I joined the military when I couldn’t figure out what to do with my life and I’ve been back a handful of times
It’s rough. At first I didn’t like going home because I felt I could have a better time just staying where I was stationed and enjoying my time off. Eventually I came back around and I stopped feeling anxious.
It sucks the first few times because it isn’t the same feeling of home.
My current apartment definitely feels more like home now than the actual place I grew up in… it’s very weird :(
That’s good to hear, because I think that points the way forward.
The unfortunate reality, I think, is that the feeling you have is the product of your upbringing. Some people and some parents create a solid sense of roots that feel very nurturing. It gives the feeling that while the world may change, the protection and familiarity of home will never change.
You didn’t get that. Which is not fair. That doesn’t mean you can’t have that, but it does mean you have to make it yourself in a new home going forward. And it’s a very gradual process.
Absolutely. My wife and I moved to our current city in 2015. We always visited our shared home city at least 1-2 times a year. Due to the pandemic we didn’t go home from 2019-2022. When we finally went to visit again in 2022 it was honestly unsettling.

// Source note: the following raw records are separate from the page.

PR #2331, opened 2022-11-04
[MDS-4848] - TSF Operating Status

matbusby-fw:
## Objective 

[MDS-4848](https://bcmines.atlassian.net/browse/MDS-4848)

The `Closed` operating status no longer exists for TSFs, but previous TSFs may already have this assigned.  Added in logic to add it as an option when it already exists (to avoid showing "CLO" in the dropdown).

Also removed the code disabling the `Next` button in the stepped form if errors in the form validation were present, and instead properly triggered the validation messages on fields without navigating to the next page.

image

### DIFF
--- a/services/core-web/common/components/tailings/BasicInformation.js
+++ b/services/core-web/common/components/tailings/BasicInformation.js
@@ -5,7 +5,7 @@ import {
   TSF_INDEPENDENT_TAILINGS_REVIEW_BOARD,
   TSF_OPERATING_STATUS_CODE,
   TSF_TYPES,
-} from "@common/constants/strings";
+} from "@mds/common";
 import { Col, Row, Typography } from "antd";
 import React, { useEffect, useState } from "react";
 import {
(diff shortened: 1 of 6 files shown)


services/core-web/common/components/tailings/BasicInformation.js
```diff
@@ -141,10 +146,10 @@ export const BasicInformation = (props) => {
         id="tsf_operating_status_code"
         name="tsf_operating_status_code"
         label="Operating Status"
-        data={TSF_OPERATING_STATUS_CODE}
+        data={includeClosedStatus}
```
taraepp: I don't like this variable name, it sounds like a boolean.

taraepp (commented):
Nit about the variable name includeClosedStatus (is it intended to be all available status options?).
What happens when there are errors on the form and the user clicks the next button? Do they advance to the next page with errors on the first?

services/core-web/common/components/tailings/BasicInformation.js
matbusby-fw: Fair enough, I see your point.  How about `parsedStatusCodeOptions` or something similar?

taraepp (approved):
👍

PR #2333, opened 2022-11-07
[MDS-4819] [MS] Update Incident homepage content

BenHarrington:
## Objective 

[MDS-4819](https://bcmines.atlassian.net/browse/MDS-4819)

- Updating copy and styles


areyeslo (approved):
Looks great Ben!! 🚀

PR #2334, opened 2022-11-07
[MDS-3704] Fix backend bug when there is no postal code submitted

taraepp:
## Objective 
Bug fix- validation was being run on the postal code when the postal code was NoneType. Added a null check, now it accepts no postal code as valid postal code.

[MDS-3704](https://bcmines.atlassian.net/browse/MDS-3704)


matbusby-fw (approved):
👍

PR #2336, opened 2022-11-08
[FIX]updating to sass and image-webpack-loader

JustinMacaulay:
## Objective 

Updates our sass package from node-sass to sass as well as upgrading the version of our image-webpack-loader which wasnt working with sass.


BenHarrington (commented):
Do we want to lock down those sass/image loader versions without the caret ^ like was done with all other dependencies?

services/common/package.json
```diff
@@ -31,7 +31,7 @@
     "copy-webpack-plugin": "5.1.1",
     "hard-source-webpack-plugin": "0.13.1",
     "html-webpack-plugin": "3.2.0",
-    "image-webpack-loader": "5.0.0",
+    "image-webpack-loader": "^8.1.0",
```
BenHarrington: Still has a caret

BenHarrington (approved):

PR #2338, opened 2022-11-08
[MDS-4856] Fix postal code error on NoW pages

simensma-fresh:
## Objective 

[MDS-4856](https://bcmines.atlassian.net/browse/MDS-4856)

Relaxed the postal code validation of an address to fix errors that have been popping up where the validation fails when you do not know the address_type_code of an address (as in the case of some MMS applications). This still keeps support for both Canadian and US postal codes

### DIFF
--- a/services/core-api/app/api/parties/party/models/address.py
+++ b/services/core-api/app/api/parties/party/models/address.py
@@ -87,17 +87,15 @@ class Address(SoftDeleteMixin, AuditMixin, Base):
         return address
 
     # will be called for both fields, in the order defined in model, 1st call will be missing 2nd value
-    @validates('post_code', 'address_type_code')
-    def validate_address_code(self, key, value):
-        if key == 'address_type_code' and self.post_code is not None:
-            maxLength = 6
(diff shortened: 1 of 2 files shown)


services/core-api/app/api/parties/party/models/address.py
```diff
@@ -87,17 +87,15 @@ def create(cls,
...
-            if len(self.post_code) > maxLength:
-                raise AssertionError(f'post_code must not exceed {maxLength} characters.')
-            if not validPostalCode.match(self.post_code):
-                current_app.logger.error(f'Failed post_code validation for address {self.address_id}. post_code: {self.post_code}, address_type_code: {self.address_type_code}, value: {value}',)
-                raise AssertionError(f'Invalid post_code format.')
-        return value
+    @validates('post_code')
+    def validate_address_code(self, key, post_code):
+        if post_code and len(post_code) > 10:
+            raise AssertionError('post_code must not exceed 6 characters.')
```
matbusby-fw, line 93: Since we're just checking the length once for both Canadian and US, maybe we should make the error more generic.

Something like "post_code exceeds the maximum allowed characters"?

matbusby-fw:
```suggestion
            raise AssertionError('post_code exceeds the maximum allowable characters.')
```

matbusby-fw (dismissed):

matbusby-fw (dismissed):

PR #2339, opened 2022-11-09
[MDS-4633] Added EoR history table to MS and Core

simensma-fresh:
## Objective 

[MDS-4633](https://bcmines.atlassian.net/browse/MDS-4633)
[MDS-4608](https://bcmines.atlassian.net/browse/MDS-4608)

Added Historical EoR tables in MS and core.

Note: I ended up adding the new component to the old common folder as to not having to deal with the `antd` error that popped up in the new package. Might pick that back up towards the end of the sprint (time allowing)

image
image


matbusby-fw (approved):
👍

PR #2341, opened 2022-11-14
[MDS-4859] Filter out empty mine_documents

simensma-fresh:
## Objective 

[MDS-4859](https://bcmines.atlassian.net/browse/MDS-4859)

Hide NoW documents that don't have an associated `mine_document_guid`. This happens when a NoW document is soft-deleted. The document reference still exists, and does not respect the deleted flag


matbusby-fw (approved):
Works for me!

PR #2342, opened 2022-11-14
[MDS-4781] Remove all project table Feature Flag

JustinMacaulay:
## Objective 

Removes the feature flagging for the all projects view table.

[MDS-4781](https://bcmines.atlassian.net/browse/MDS-4781)


BenHarrington (approved):
Looks good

The current area we live is urban/rapidly growing and has a rather young population. Where we both grew up is relatively stagnant. Being back where we came from felt like living life without color. Everyone just seemed depressed—no one was wearing color. It was just sad. We had picked up on it during previous visits, but the shock going from 2019 to 2022 was wild. We haven’t been back since, so maybe it’s better now?

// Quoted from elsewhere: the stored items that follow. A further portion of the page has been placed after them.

PR #468, opened 2026-07-24
Alternative implementation for constitutive model design variable groups

A-CGray:
#462 adds new methods to pyTACS that produce user-friendly dictionaries containing the values and indices for all design variables associated with each component in a model. Behind the scenes that was enabled by implementing 6 new methods in every constitutive class:

- `getNumDesignVarGroups`
- `getDesignVarGroupName`
- `getDesignVarGroupSize`
- `isDesignVarGroupScalar`
- `getDesignVarGroupValues`
- `getDesignVarGroupNums`

This PR provides the same public API with a new implementation that reduces the amount of code that needs to be implemented in each constitutive model.

Information about a constitutive model's design variable groups are now stored in a "table" (really a `std::vector<DesignVarGroup>`), each constitutive model populates this table using these two methods:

For our situation I think there’s objective reasons as to why it feels different (I think there are in your situation as well), but I think some of it has to do with getting older. You can never really go back. You will forever see your old home through the eyes of an adult, and not the eyes of a child.

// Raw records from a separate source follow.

PR #469, opened 2026-07-28
Feature beam element methods

timryanb:
## Purpose

Brings `TACSBeamElement` up to the same analytic-derivative parity as `TACSShellElement`: an analytic `addJacobian`, analytic `TACS_GEOMETRIC_STIFFNESS_MATRIX` support, and analytic matrix-sensitivity (`addMatDVSensInnerProduct`/`addMatXptSensInnerProduct`/`getMatSVSensInnerProduct`) overrides.

This is implemented by extending the `src/elements/a2d/` library with second-order (Hessian-carrying) `hforwardr than porting shell'shand-coded congruence-transform kernels.

**Scope landed:**                                                                   
 - `TACSBeamElement::addJacob built as a second-order(`hforward`/`hreverse`) extension of the existing `addResidual` A2D graph, one sweep per state DOF.
- `TACSBeamNonlinearModel::evalStrain/Sens/Deriv/Hessian` completed (was previouscommented out/incomplete), uFFNESS_MATRIX`.
- `TACSBeamElement::getMatType(TACS_GEOMETRIC_STIFFNESS_MATRIX)` — analytic port (previously returned all zer
- `addMatDVSensInnerProduct`/`addMatXptSensInnerProduct`/`getMatSVSensInnerProdanalytic for `TACS_STIFFNESSall three director classes);`getMatSVSensInnerProduct`'s `TACS_GEOMETRIC_STIFFNESS_MATRIX` branch is analyt`TACSLinearizedRotation`.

The town and hospital where I was born has a name I cannot pronounce and uses letters I can’t currently replicate.
I got lost driving in the town where the school was from which I graduated - and thus first learned to drive - since trashy bungalow sprawl has created new roads and subdivisions that all look alike. Thank fuck for gMaps, but fuck you to the pride that had me navigating by memory.
I’m okay getting lost where I am, now, as the place I’d go back to no longer exists and I’d probably get lost there too.
Thomas Wolfe wrote “You can’t go home again.” I remember going back to my parents house after moving out and I couldn’t believe how small everything looked - them included. And when I go back to the wonderful area that I grew up in - which was fairly rural at the time - there was nothing there but fields, streams, and mountain views and now it’s all developed into condos and apartments, no wild areas left at all, and lots of highway.
SIGH. The world I once knew is gone. I had a pretty idyllic childhood so i can’t complain, at least I had it once. But yeah it’s so different to go back and realize nothing is the way it was or the way you thought it was going to be.